# Association Between Fine Particulate Matter (PM2.5) and Severity of Acute Respiratory Infections Among Young US Children in the Major Cities in the United States: A Claims-based Cohort Study

**Authors:** Damien Foo, Annette K Regan, Seulkee Heo, Eric B Schneider, Joseph Canner, Yimeng Song, Michelle L Bell

PMC · DOI: 10.1093/ofid/ofaf442 · Open Forum Infectious Diseases · 2025-10-10

## TL;DR

This study finds that short-term exposure to fine particulate matter (PM2.5) increases the severity of respiratory infections in young children, with influenza vaccination potentially reducing this risk.

## Contribution

The study provides new evidence linking PM2.5 exposure to severe respiratory outcomes in children and highlights the protective role of influenza vaccination.

## Key findings

- Short-term PM2.5 exposure increases antiviral prescription claims by 11% among young children.
- Influenza-unvaccinated children show a 6% higher risk of ICU admission with PM2.5 exposure.
- Influenza vaccination may reduce the severity of PM2.5-related respiratory outcomes in children.

## Abstract

Acute respiratory infections (ARIs) are a leading cause of morbidity and mortality among children.
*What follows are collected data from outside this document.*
PR #736, opened 2026-08-21
perf(vindex): parallelize Parquet reads for index builds

jerry-024:
### Purpose

Speed up vector-index builds by allowing full-file scans to use parallel Parquet row-group reads.

### Changes

- Treat full-coverage `row_ranges` without a deletion vector as an unfiltered scan, allowing the existing parallel row-group path to run. Partial ranges, deletion vectors, and empty ranges keep their previous semantics.
- Keep oversized row groups charged against the full configured Parquet read budget, preserving `max_inflight_bytes` as a strict projected-byte admission limit, and warn once when a row group exceeds it.
- Add opt-in aggregate diagnostics for vector-index build phases and Parquet row-group reads.
- Add a production-path IVF-PQ build benchmark example.

### Reproduce the IVF-PQ build benchmark

The benchmark is in [`ivfpq_build_benchmark.rs`](https://github.com/apache/paimon-rust/blob/46d22b7/crates/paimon/examples/ivfpq_build_benchmark.rs). It builds an IVF-PQ index with dimension 768, cosine distance, `nlist=4096`, and `pq.m=192` on an existing Paimon table:

```bash
PAIMON_CATALOG_OPTIONS='<catalog-options-json>' \
PAIMON_LOG_VECTOR_INDEX_BUILD_TIMING=1 \
cargo run --release -p paimon --example ivfpq_build_benchmark -- \
  <database> <table> <vector-column> --drop-existing
```

### Benchmark

Cohere 10M × 768 dimensions, cosine IVF-PQ (`nlist=4096`, `pq.m=192`, 8 bits), 10 Parquet files / 100 row groups, direct OSS, and no local cache.

#### Parallel Parquet reads

Both baseline and this PR use an explicit 512 MiB Parquet read budget. The metrics below cover only the Parquet-read work changed by this PR.

| metric | baseline | this PR | change |
|---|---:|---:|---:|
| source batch wait | 105.346s | **51.148s** | **−51.45%** |
| peak in-flight row groups | 1 | **4** | +3 |

The current-PR values are from the latest single validation run. The 512 MiB budget is a workload-specific benchmark setting and must be configured explicitly. The default remains 256 MiB.

### Tests

- Full, stitched, partial, empty, and deletion-vector row selections, including `_ROW_ID` parity.
- Shared Parquet budget accounting and peak in-flight diagnostics.
- Oversized row groups consume the full budget and emit a one-time warning; ordinary and tiny row-group accounting remains strict.
- Vector-index build timing aggregation and existing builder tests.

### API and format

No public API or file/index format changes.

### DIFF
--- a/crates/paimon/src/arrow/format/parquet.rs
+++ b/crates/paimon/src/arrow/format/parquet.rs
@@ -910,6 +910,9 @@ fn predicate_supported_for_parquet_row_filter(op: PredicateOperator) -> bool {
             | PredicateOperator::Like
             | PredicateOperator::Between
             | PredicateOperator::NotBetween
+            | PredicateOperator::ArrayContains
+            | PredicateOperator::ArraysOverlap
+            | PredicateOperator::ArrayContainsAll
     )
 }
 
@@ -969,6 +972,27 @@ fn parquet_row_filter_literals_supported(
             for literal in literals {
                 if crate::arrow::residual::literal_scalar_for_arrow_filter(literal, file_data_type)?
                     .is_none()
+                {
+                    return Ok(false);
+                }
+            }
+            Ok(true)
+        }
+        PredicateOperator::ArrayContains
+        | PredicateOperator::ArraysOverlap
+        | PredicateOperator::ArrayContainsAll => {
+            let DataType::Array(array_type) = file_data_type else {
+                return Ok(false);
+            };
+            if matches!(op, PredicateOperator::ArrayContains) && literals.len() != 1 {
+                return Ok(false);
+            }
+            for literal in literals {
+                if crate::arrow::residual::literal_scalar_for_arrow_filter(
+                    literal,
+                    array_type.element_type(),
+                )?
+                .is_none()
                 {
                     return Ok(false);
                 }
--- a/crates/paimon/src/arrow/format/parquet.rs
+++ b/crates/paimon/src/arrow/format/parquet.rs
@@ -490,29 +490,36 @@ impl FormatFileReader for ParquetFormatReader {
         // preserving positional `_ROW_ID`, sort order, and batch backpressure. Reads
         // with predicates or an explicit row selection retain the original
         // single-stream path until their selections are split per row group.
-        let row_group_parallelism = self
-            .read_budget
-            .as_ref()
-            .filter(|_| preds.is_empty() && row_filter_factory.is_none() && row_selection.is_none())
+        let read_budget = self.read_budget.as_ref().filter(|_| {
+            preds.is_empty() && row_filter_factory.is_none() && row_selection.is_none()
+        });
+        let row_group_parallelism = read_budget
             .map(|budget| {
                 budget
                     .parallelism()
                     .min(batch_stream_builder.metadata().num_row_groups())
             })
             .unwrap_or(1);
+        let projected_bytes = read_budget
+            .filter(|budget| row_group_parallelism > 1 || budget.diagnostics_enabled())
+            .map(|budget| {
+                let projected_bytes = batch_stream_builder
+                    .metadata()
+                    .row_groups()
+                    .iter()
+                    .map(|row_group| projected_row_group_bytes(row_group, &mask))
+                    .collect::<Vec<_>>();
+                budget.record_projected_row_groups(&projected_bytes);
+                projected_bytes
+            });
         if row_group_parallelism > 1 {
             let row_group_count = batch_stream_builder.metadata().num_row_groups();
             let reader_metadata = ArrowReaderMetadata::try_new(
                 batch_stream_builder.metadata().clone(),
                 ArrowReaderOptions::new(),
             )?;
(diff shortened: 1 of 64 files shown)


shyjsarah (changes requested):
Thanks for the optimization work. I found one issue that I think should be addressed before merge:

### Concurrent multipart uploads are not bounded to 32 MiB

`async_writer_with_concurrency(4)` documents the buffering cost as `4 * 8 MiB`, but that is not the behavior of the pinned OpenDAL 0.58 implementation.

`MultipartWriter` creates `ConcurrentTasks` with `prefetch = 8192`. With concurrency greater than one, completed tasks are not continuously reaped during `write`; each completed task still owns its `WriteInput`, including the 8 MiB part buffer, until tasks are drained during `close()`. If uploads complete faster than index serialization, a ~2 GiB index can therefore retain close to the whole index size in completed upload buffers, rather than ~32 MiB. The previous concurrency-1 path executes inline and does not accumulate these buffers.

Please either keep concurrency at 1 for now, use/patch an OpenDAL implementation with strictly bounded completed-task buffering, or introduce a bounded uploader that continuously reaps completed parts. A fast fake multipart backend test asserting peak retained bytes would also help prevent regression.

Two non-blocking diagnostics/benchmark notes:

- For the target 768-dimensional workload, a ~294 MiB row group consumes the entire default 256 MiB read budget, so the parallel path can still run effectively serially unless the option is tuned. It would be useful for the benchmark to print the effective budget and observed peak concurrency, and warn when the peak is 1.
- Parquet diagnostics are collected only after `read_budget` is filtered for parallel-path eligibility. Partial row selections can perform Parquet I/O while reporting zero row-group/projected-byte diagnostics. Consider decoupling diagnostics collection from fast-path eligibility, or naming the fields as parallel-path-only metrics.

crates/paimon/src/arrow/format/parquet.rs
```diff
@@ -490,29 +490,36 @@ impl FormatFileReader for ParquetFormatReader {
...
+            preds.is_empty() && row_filter_factory.is_none() && row_selection.is_none()
+        });
+        let row_group_parallelism = read_budget
             .map(|budget| {
                 budget
                     .parallelism()
                     .min(batch_stream_builder.metadata().num_row_groups())
             })
             .unwrap_or(1);
+        let projected_bytes = read_budget
```
JingsongLi: Because `read_budget` has already been filtered by `row_selection.is_none()`, any partial-row-range read reaches this block with `read_budget == None`. Vector-index shard boundaries can cut through a file, so these reads still perform Parquet I/O while reporting `parquet_row_group_count` and all projected-byte diagnostics as zero. Please compute and record the diagnostic sizes from `self.read_budget` independently of parallel-path eligibility, or rename these fields to make their parallel-path-only scope explicit.

JingsongLi:
[P2] Restore a bounded upload path or drop the multipart claim

At the current head aa9eb0e, vindex_index_build_builder.rs still calls async_writer(), which delegates to async_writer_with_concurrency(1). The new async_writer_with_concurrency helper has no caller requesting concurrency greater than 1; commit 23e352d reverted the only concurrency=4 call.

As a result, vector-index uploads still serialize their 8 MiB parts, so an index larger than one part continues to pay one upload round trip per part. The PR title, Changes section, and the 30.3s to 4.6s benchmark therefore no longer describe the code being reviewed.

Please either add a genuinely bounded concurrent upload implementation and use it here, or remove the unused helper and update the title, description, and benchmark scope to cover only the Parquet-read improvement. Simply restoring the previous OpenDAL concurrency setting would reintroduce the unbounded buffering issue already identified in this review.

crates/paimon/src/arrow/format/parquet.rs
```diff
@@ -490,29 +490,38 @@ impl FormatFileReader for ParquetFormatReader {
...
+            .as_ref()
+            .filter(|budget| row_group_parallelism > 1 || budget.diagnostics_enabled())
+            .map(|budget| {
+                let projected_bytes = batch_stream_builder
+                    .metadata()
+                    .row_groups()
+                    .iter()
+                    .map(|row_group| projected_row_group_bytes(row_group, &mask))
+                    .collect::<Vec<_>>();
+                budget.record_projected_row_groups(&projected_bytes);
```
shyjsarah, line 522: Non-blocking: this avoids the previous all-zero diagnostics for selected reads, but it now records metadata for **all** row groups in the file rather than only the row groups touched by the effective selection. The added test selects rows `0..9` from a two-row-group file and expects `row_group_count == 2`, even though only the first row group is involved. As a result, `parquet_row_group_count` and the projected-byte min/max/total can overstate the work performed by partial reads.

Could we either filter these values by the effective `RowSelection`, or rename/document them as file-level projected metadata rather than read-level diagnostics?

shyjsarah (approved):
+1

JingsongLi (approved):
+1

Air pollution may play a role in the exacerbation of ARIs via inflammation, immunosuppression, and oxidative stress, yet this effect has been infrequently evaluated among children.

Evaluate the impact of short-term exposure to fine particulate matter (PM2.5) to ARI severity among US children aged <5 years.

We analyzed data from a claims-based cohort of children included in a private health insurance plan (Merative™ MarketScan® Commercial Claims and Encounters database) who were diagnosed with an ARI between January 2018 and March 2020. We use daily monitored PM2.5 concentrations at the metropolitan statistical area level to estimate the short-term weekly PM2.5 exposure. We evaluated the association between short-term PM2.5 exposure and the risk of prescription claim for antiviral medication, hospital admissions and readmissions for an ARI, intensive care unit (ICU) admission for an ARI, mechanical ventilation, and length of stay among hospital-admitted and ICU-admitted children using generalized linear models.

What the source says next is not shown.